Fill the rounds of dough by placing a heaping tablespoon of filling in the center of each round. Be careful not to let the filling touch the edges of the dough where it will be gathered together and closed. A good way to keep the filling in the center is to lower the spoon with the filling over the center of the dough (parallel to it) and use your fingers to slide the filling off the spoon and into the center of the dough circle—or just use your fingers and no spoon. Place several pine nuts on top of the filling; this method works better than adding the nuts to the filling because it’s easier to be sure each fatayar has enough nuts.

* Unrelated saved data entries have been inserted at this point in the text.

Issue #95, opened 2021-07-23
Quiet flag


spirali:
Implement ``hq --quiet XXX`` flag that will make minimalistic (and parsable) output for standard commands. In particular 

``hq --quiet submit XXXX`` should just print job id on stdout + newline in case of success (exit code 0).

Issue #28, opened 2021-05-07
Option to print tables in a simplified way (for easier automatic processing)


spirali:
* Export to JSON or CSV?
* Simplified view without borders?

PR #139, opened 2021-09-15
Printing generalization for HyperQueue

User3574:
Current state: Moved printer into GlobalSettings. 

This PR is a first step towards solving #95 and #28.


src/client/worker.rs
```diff
@@ -1,72 +1,64 @@
...
-        Some(WorkerExitInfo {
-            reason: LostWorkerReasonInfo::IdleTimeout,
-            ..
-        }) => "IDLE TIMEOUT".cell().foreground_color(Some(Color::Cyan)),
-        Some(WorkerExitInfo {
-            reason: LostWorkerReasonInfo::Stopped,
-            ..
-        }) => "STOPPED".cell().foreground_color(Some(Color::Magenta)),
-    }
+#[derive(Serialize, Deserialize)]
```
Kobzol, line 15: What is the purpose of this struct?

Cargo.toml
```diff
@@ -52,6 +52,7 @@ bstr = { version = "0.2", features = ["serde1"] }
 colored = "2"
 byteorder = "1.4"
 smallvec = "1.6.1"
+csv = "1.1.6"
```
Kobzol, line 55: Leftover change.

src/client/worker.rs
User3574: This is a leftover that is currently not needed, since it was used for Json outputting by serde_json.

src/client/output/cli.rs
```diff
@@ -0,0 +1,577 @@
...
+                record.worker_port().cell(),
+            ],
+            vec![
+                "Start date".cell().bold(true),
+                record.start_date().format("%F %T %Z").cell(),
+            ],
+            vec!["Version".cell().bold(true), record.version().cell()],
+        ];
+        let table = rows.table().color_choice(self.color_policy);
+        assert!(print_stdout(table).is_ok());
```
Kobzol, line 152: These two lines are repeated in almost every method, let's extract them into a function.

spirali:
Just an idea. Why not to put printer in GlobalSettings? So it does not have be passed as an extra argument all over the place.

Kobzol:
After this PR, most of the functions won't need `GSettings`, just the printer. But it could be unified if you want.

spirali:
Then rather pass GlobalSettings rather printer as if we add a global flag (e.g. a kind "debug" flag), we do not have to pass everything again.

Kobzol:
Ok. @User3574 After you get back to this PR, please put `Box<dyn Printer>` into the global settings and pass the settings to the functions instead of the printer.

src/client/commands/autoalloc.rs
```diff
@@ -221,69 +185,29 @@ async fn print_event_log(
...
+        self.started_at
+    }
+    pub fn get_finished_at(&self) -> Option<SystemTime> {
+        self.finished_at
+    }
+}
+
+pub fn get_allocation_times(allocation: &Allocation) -> AllocationTimes {
     let mut started = None;
     let mut finished = None;
```
Kobzol, line 212: Let's move this into `cli.rs`. It's used only for printing.

src/client/commands/wait.rs
```diff
@@ -1,6 +1,6 @@
 use std::time::SystemTime;
 
-use crate::client::utils::{TASK_COLOR_CANCELED, TASK_COLOR_FAILED, TASK_COLOR_FINISHED};
+use crate::client::output::cli::{TASK_COLOR_CANCELED, TASK_COLOR_FAILED, TASK_COLOR_FINISHED};
 use crate::rpc_call;
 use crate::transfer::connection::ClientConnection;
 use crate::transfer::messages::{FromClientMessage, Selector, ToClientMessage, WaitForJobsRequest};
```
Kobzol, line 6: Printify the output in `wait_for_jobs` too, please.

src/client/job.rs
```diff
@@ -34,212 +24,7 @@ pub async fn get_worker_map(connection: &mut ClientConnection) -> anyhow::Result
...
-            &job.info.counters,
-            &worker_map,
-        );
-    }
-}
-
-const MAX_DISPLAYED_WORKERS: usize = 2;
-
-fn format_job_workers(job: &JobDetail, worker_map: &WorkerMap) -> String {
+pub fn format_job_workers(job: &JobDetail, worker_map: &WorkerMap) -> String {
```
Kobzol, line 27: Let's also move these `format_*` functions to `cli.rs`. If you're using IntelliJ, you can move them using `F6`.

src/client/worker.rs
```diff
@@ -1,72 +1,61 @@
...
-use cli_table::{print_stdout, Cell, CellStruct, Color, Style, Table};
-
-use crate::client::globalsettings::GlobalSettings;
 use crate::common::manager::info::GetManagerInfo;
 use crate::transfer::messages::{LostWorkerReasonInfo, WorkerExitInfo, WorkerInfo};
+use crate::WorkerId;
+
+use std::string::String;
 
 pub enum WorkerState {
```
Kobzol, line 7: This seems to be unused.

src/client/worker.rs
```diff
@@ -1,72 +1,61 @@
...
-        Some(WorkerExitInfo {
-            reason: LostWorkerReasonInfo::IdleTimeout,
-            ..
-        }) => "IDLE TIMEOUT".cell().foreground_color(Some(Color::Cyan)),
-        Some(WorkerExitInfo {
-            reason: LostWorkerReasonInfo::Stopped,
-            ..
-        }) => "STOPPED".cell().foreground_color(Some(Color::Magenta)),
-    }
+pub struct WorkerDetails {
```
Kobzol, line 13: Let's move this into `cli.rs`.

src/client/globalsettings.rs
```diff
@@ -1,24 +1,19 @@
+use crate::client::output::outputs::Output;
 use std::path::{Path, PathBuf};
 
-use cli_table::ColorChoice;
-
 pub struct GlobalSettings {
-    color_policy: ColorChoice,
     server_dir: PathBuf,
+    pub printer: Box<dyn Output>,
```
Kobzol, line 6: Please keep it private and create a getter (like `pub fn printer(&self) -> &dyn Output`). You can create a getter using `Alt + Insert` on the struct in IntelliJ.

Kobzol (changes requested):

src/client/output/cli.rs
```diff
@@ -0,0 +1,877 @@
+use cli_table::format::Justify;
```
Kobzol, line 1: Let's remove all `pub` from this file, except for `CliOutput` and its field.

Kobzol (changes requested):

Kobzol (approved):
Great :) LGTM.

spirali (approved):

PR #141, opened 2021-09-16
WIP: Overview Streaming

vyomkeshj:
The PR is to add a feature that allows the hq server to poll for hardware overview and stream it to a file for storage. 
It uses Streaming and modifies it to accept the overview message from the hq server and then persist it to file.

Later the stored data can be used to provide post mortem analysis on the dashboard.

### DIFF
--- a/src/stream/reader/logfile.rs
+++ b/src/stream/reader/logfile.rs
@@ -8,6 +8,7 @@ use std::collections::BTreeMap;
 use std::fs::File;
 use std::io::{BufReader, BufWriter, ErrorKind, Read, Seek, SeekFrom, Write};
 use std::path::Path;
+use tako::messages::gateway::CollectedOverview;
 use tako::InstanceId;
 
 pub const HQ_LOG_HEADER: &[u8] = b"HQ:log";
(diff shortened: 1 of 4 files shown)


vyomkeshj:
It's not ready yet, I'd like to confirm if this is the right way :)

Kobzol:
Please write a PR description that describes what is this PR trying to achieve and what specific questions do you have. I don't know what exactly is going on here and there's not much code to review.

src/stream/reader/logfile.rs
```diff
@@ -8,13 +8,15 @@ use std::collections::BTreeMap;
...
 use std::path::Path;
+use tako::messages::gateway::CollectedOverview;
 use tako::InstanceId;
 
 pub const HQ_LOG_HEADER: &[u8] = b"HQ:log";
 pub const HQ_LOG_VERSION: u32 = 0;
 
 pub const BLOCK_STREAM_START: u8 = 0;
 pub const BLOCK_STREAM_CHUNK: u8 = 1;
+pub const BLOCK_STREAM_OVERVIEW: u8 = 3;
```
spirali, line 19: It should be named as just BLOCK_OVERVIEW. In log there are saved two things: Streams & Overview.

spirali: Other then that, the code skeleton seems ok so far.

Kobzol:
This will be probably handled by the new event monitoring.

Issue #143, opened 2021-09-23
Auto allocation discussion


spirali:
Some comments after more detailed experimentation:

1. hq auto-alloc is quite long, what about "hq alloc" only?

2. hq alloc-alloc add: What about making name optional, e.g. using queue name as default

3. hq auto-alloc allocations => If it ends with "s" I would expect that it returns list without additional argument. What about "hq alloc detail X"

4. hq auto-alloc stop?

5. Refresh interval in info - it seems quite confusing to me, I would expect something like "watch" behavior if "refresh interval" is shown

6. hq auto-alloc allocations produces large tables. It cannot be snown in my  console. Some shortening? More lines per entry?

spirali:
Second thoughs:

7. What about same naming scheme as "hq worker"?
hq auto-alloc info => hq auto-alloc list
hq auto-alloc allocations X => hq auto-alloc info X


8. What about removing names and automatically assigning IDs and then just use IDs as in case of job/workers?

PR #144, opened 2021-09-24
Autoalloc improvements

Kobzol:
Best reviewed commit by commit.

TODO (possibly for future PRs):
- [ ] `hq alloc stop`
- [ ] Size of `hq alloc info <id>` table

Related issue: https://github.com/It4innovations/hyperqueue/issues/143


spirali (approved):
LGTM, but please rather do not create short arguments. I would like to create them at once with some a central logic, rather than ad-hoc shortenings. (But for this code, just leave them as it is)

PR #163, opened 2021-10-11
Better error message for submit

fredykoci:


src/server/bootstrap.rs
```diff
@@ -59,15 +59,15 @@ pub async fn get_client_connection(server_directory: &Path) -> anyhow::Result<Cl
     let sd = ServerDir::open(server_directory).context("Invalid server directory")?;
     let access_record = sd.read_access_record().with_context(|| {
         format!(
-            "No running instance of HQ found (cannot read access record from {:?})",
+            "No running instance of HQ found (cannot read access record from {:?}), start server: <hq server start> or specify access record",
```
Kobzol, line 62: It would be nicer to show the exact command to start the server, like:
```rust
"No running instance of HQ found (cannot read access record from {:?}). Try to start the server using `hq server start`".
```

If the server-directory does not match the default one, the example command should also contain `--server-dir <server-directory>`.

Kobzol (changes requested):

src/server/bootstrap.rs
```diff
@@ -56,22 +56,29 @@ pub async fn init_hq_server(
 }
 
 pub async fn get_client_connection(server_directory: &Path) -> anyhow::Result<ClientConnection> {
+    let mut default_home = dirs::home_dir().unwrap_or_else(std::env::temp_dir);
```
Kobzol, line 59: Use `default_server_directory_path` to avoid unexpected changes in the default directory. Move this function to `client/mod.rs` to make it available here.

src/server/bootstrap.rs
```diff
@@ -56,22 +56,29 @@ pub async fn init_hq_server(
...
+    default_home.push(".hq-server");
+
     let sd = ServerDir::open(server_directory).context("Invalid server directory")?;
     let access_record = sd.read_access_record().with_context(|| {
         format!(
-            "No running instance of HQ found (cannot read access record from {:?})",
+            "No running instance of HQ found (cannot read access record from {:?}), start server: <hq server start> or specify access record",
```
Kobzol, line 65: I think that we should show the `--server-dir` flag also in this meesage.

src/server/bootstrap.rs
```diff
@@ -56,22 +56,29 @@ pub async fn init_hq_server(
...
     })?;
+    let server_dir_msg = if default_home != server_directory { format!("--server-dir {}", server_directory.to_str().unwrap()) } else { String::new()};
+
     let connection = HqConnection::connect_to_server(&access_record)
         .await
-        .with_context(|| {
+        .with_context(||
             format!(
-                "Cannot connect to HQ server at port {}:{}",
+                "Access token found but HQ server {}:{} is unreachable. Try to start the server using `hq server start {}`",
```
Kobzol, line 75: Use `hq server start{}` and add the space conditionally to avoid unnecessary space.

src/server/bootstrap.rs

Bring three sides of the dough together in the center over the filling and pinch into a triangle. Close the dough firmly, continuing to shape the fatayar gently as you pinch the seams closed. It's also okay to leave an opening at the top of the fatayar.
Place the fatayar on the baking sheets and generously brush or spray the dough with olive oil. Bake in the middle of the oven for 18-20 minutes, or until golden brown.
Repeat the process with the other half of the dough, then with the scraps that have been kneaded together and left to rest for a few minutes before rolling out.